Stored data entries
------------------------

PR #469, opened 2025-12-17
Fix #468 - Send cluster msg on startup

### LINKED ISSUE #468: Send cluster message at sonar startup if configured
This is like sysinfo being sent at startup - it is useful for the backend to have this data as soon as possible.  Probably there should be an option just as for sysinfo, default on.

lars-t-hansen:


tests/daemon-startup.sh
```diff
@@ -0,0 +1,55 @@
...
+output=$(tmpfile daemon-startup-output)
+log=$(tmpfile daemon-startup-log)
+inifile=$(tmpfile daemon-startup-ini)
+
+# The startup message will fire (should fire) and then sonar will exit.  If they don't fire, sonar
+# will hang because the cadence is very, very slow (8 days).  For that reason, kill it if it is
+# still there after a few seconds.
+#
+# With very low probability, the timed messages will fire at the same time as the startup message.
+# Over time, this probability approaches zero.
```
lars-t-hansen: That's a clunky way of saying that the test may intermittently fail but it will be obvious that it is an intermittent.  Should probably reword.

PR #473, opened 2026-01-21
Fix #445 - Capture disk stats

### LINKED ISSUE #445: Take some readings from vmstat -D
So vmstat -D:
```
$ vmstat -D
            3 disks
            3 partitions
       173461 total reads
        20943 merged reads
     16081962 read sectors
       101573 milli reading
       370429 writes
        72961 merged writes
     19979722 written sectors
      3137102 milli writing
            0 inprogress IO
          104 milli spent IO
         3274 milli weighted IO
```
This is per-node and not per-process but on some clusters this will be actionable.  Should look at the vmstat source to find out where these come from and maybe include them in the system profiling data.

It doesn't look like vmstat is suid root so hopefully the data are available to us, TBD.  UTSL.

lars-t-hansen:
Capture the values of /proc/diskstats to at least give us a basic idea of what happens on the various disks.  This is very linux-specific, and we could instead make a selection of fields with plausible os-independent semantics, but I'm not really sure it's worth the trouble.  Presumably other OS's stats could be mapped onto the fields defined by Linux, for the most part, if it comes to that.


2maz (approved):
LGTM

PR #484, opened 2026-01-30
Fix #483 - Synthesize PIDs for rolled-up processes

### LINKED ISSUE #483: Assign synthetic PID to rolled-up process tree in daemon mode
This will require keeping some side table for the job that hashes the rollup criteria (command line, ppid, ...) into a synthetic PID that could not be a true PID.  the rolledup count will be sufficient to flag that the PID is synthetic, but even so the new PID should be outside the valid Linux PID range (typically 2^22 but we can query the system somehow, anyway we have a uint64 range to play with).

It's sort of a bug that we didn't do this in the first place but it requires state in Sonar to deal with the shifting sets of processes in a rolled-up job so it only works in daemon mode.  The spec will be changed to note these complications.

It will require some kind of garbage collection of the synthetic PID table, which is a pain.

lars-t-hansen:


src/ps.rs
```diff
@@ -38,10 +38,237 @@ pub struct PsOptions {
     pub cpu_util: bool,
 }
 
+// The PidMap is used for rolled-up pid synthesis.  A rolled-up process - a (job, parent, command)
+// triple - is entered into the map when it is first encountered and holds the synthesized pid of
+// that process.  Whenever it is encountered it is marked dirty.  At the end of processing a full
+// set of samples, the map can be scanned and non-dirty elements can be removed.  If the pool of
+// available pids is getting low, a scan of the pid space can be made to find more at that time.
```
lars-t-hansen: This is different now, and indeed it's not clear why we would sweep at this time.

src/ps.rs
```diff
@@ -38,10 +38,237 @@ pub struct PsOptions {
...
+        }
+    }
+
+    fn maybe_collect(&mut self, system: &dyn systemapi::SystemAPI) {
+        let limits = get_limits(system);
+
+        self.tick += 1;
+        if self.tick >= limits.collection_interval {
+            self.mark();
+            self.sweep(system);
```
lars-t-hansen: We don't need to sweep here, sweeping happens on demand.  And then the mark function can be inlined I think.

lars-t-hansen:
@2maz FYI.  I'm reasonably happy with this so I'll merge it, and then try to deploy to Fox first thing Monday, if I can't think of any red flags over the weekend.

PR #485, opened 2026-02-02
For #483 - Refactor to make it better

lars-t-hansen:
Clean up the PidMap.


src/pidmap.rs
```diff
@@ -0,0 +1,274 @@
...
+
+#[derive(Eq, Hash, PartialEq)]
+struct ProcessKey {
+    job_id: JobID,
+    ppid: Pid,
+    command: String,
+}
+
+struct ProcessValue {
+    pid: u64,
```
lars-t-hansen: Should probably be Pid.

PR #506, opened 2026-02-17
Fix #493 - assets for building RPMs

### LINKED ISSUE #493: Build Sonar RPM for Saga
I think:

- an RPM with a binary but no source
- x86_64 for Saga only
- compiled on Saga with local rustc
- ideally we can use the existing compiled gpu support blobs (are there gpus on saga?  if not, should we compile w/o gpu support?)
- we'll branch for 0.18.0 and base it off of that
- systemd files all go into it
- it goes into /var/lib/sonar on each node
- some of the sigma2 requirements on systemd files TBD

lars-t-hansen:
This is not actually for Saga but is a generic RPM build setup, with a couple of example cases and assets that can go into the RPM, and instructions.  The Saga-specific code will be in the sonar-deploy repo on NRIS gitlab.

### DIFF
--- a/build-dist/rpm-assets/sonar.cfg
+++ b/build-dist/rpm-assets/sonar.cfg
@@ -1,6 +1,6 @@
 # Sonar daemon stub config file, with no operations and no data exfiltration.
 #
-# For how to configure and use sonar, see https://github.com/NordicHPC/sonar/doc/MANUAL.md.
+# For how to configure and use Sonar, see https://github.com/NordicHPC/sonar/doc/MANUAL.md.
 #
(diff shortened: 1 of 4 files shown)


build-dist/rpm-assets/sonar.cfg
```diff
@@ -0,0 +1,75 @@
+# Sonar daemon stub config file, with no operations and no data exfiltration.
+#
+# For how to configure and use sonar, see https://github.com/NordicHPC/sonar/doc/MANUAL.md.
```
lars-t-hansen: "Sonar"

------------------------

TASK STATEMENT. Find the count of lines in the data above where the word "assets" occurs, and write down only that count.

SOLUTION BELOW. 5